How long does chia pudding last in the fridge? This creamy chia pudding keeps well in the fridge for up to 3 days. Store in airtight jars or containers. The texture thickens slightly over time, so simply stir through a splash of milk before serving if needed. It’s an ideal healthy breakfast meal prep recipe – make two or three at once and enjoy stress-free mornings.
Why didn’t my chia pudding thicken? It may need more time, or your chia seeds may be older. Stirring twice during preparation also helps ensure even thickening.
Can I freeze chia pudding? It’s best enjoyed fresh, as freezing can change the texture once thawed.

Tips for the best texture
- Always whisk twice – once at the beginning and again after 5-10 minutes.
- Use Greek yoghurt for extra creaminess and structure.
- Adjust milk slightly depending on how thick you prefer your pudding.
- If your chia seeds are older, they may take slightly longer to fully absorb liquid.
Creamy, balanced and endlessly adaptable, this Greek yoghurt chia pudding is one of those simple recipes that becomes part of your weekly rhythm.
If you try one of the flavour variations, I’d love to hear which combination becomes your favourite. Make this pudding and tag me @nourish.everyday on Instagram so I can see your creation!
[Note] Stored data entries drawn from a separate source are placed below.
Issue #1163, opened 2022-02-01
Port forward


enrichman:
The `port-forward` functionality is needed in order to enable the possibility of remote debugging (#1099).

PR #1172, opened 2022-02-01
Port Forward command and endpoint

enrichman:
https://github.com/epinio/epinio/issues/1163

- added port-forward command
- updated some k8s apis
- added portforward endpoint
- fix for env command not showing usage


internal/api/v1/application/portforward.go
```diff
@@ -0,0 +1,85 @@
...
+	}
+
+	// app exists but has no workload to connect to
+	if app.Workload == nil {
+		return apierror.NewAPIError("Cannot connect to application without workload",
+			"", http.StatusBadRequest)
+	}
+
+	// TODO: Find podName from application and params (e.g. instance number etc).
+	// The application may have more than one pods.
```
jimmykarily, line 46: This should be doable now, you can already implement this. Check this for an example: https://github.com/epinio/epinio/pull/1184

enrichman: Ah yes, I forgot to ask you about this, but when I've read the TODO I thought about it! Let's try

pkg/api/core/v1/client/apps.go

Love this chia pudding idea? You might also like:
- Crunchy Maple Tahini Granola (to top off your chia pudding)
- Simple Chocolate Protein Overnight Oats
- Easy Omega 3 Porridge

Creamy Greek Yoghurt Chia Pudding
Ingredients
- 3 tbsp chia seeds
- ¾ cup milk of choice (cow’s milk or soy milk work are the best in this)
- ⅓ cup Greek yoghurt
- 2-3 tsp pure maple syrup
- toppings of choice
Instructions
1. Whisk thoroughly
- In a bowl or jar, combine the chia seeds, milk, Greek yoghurt and maple syrup. Whisk very well until fully combined, ensuring there are no dry pockets of chia seeds hiding at the bottom.
2. Rest, then whisk again.
- Let the mixture sit for 5 minutes. The chia seeds will begin absorbing the liquid and thickening. Whisk again to break up any clumps – this second whisk is the key to a smooth, evenly set pudding.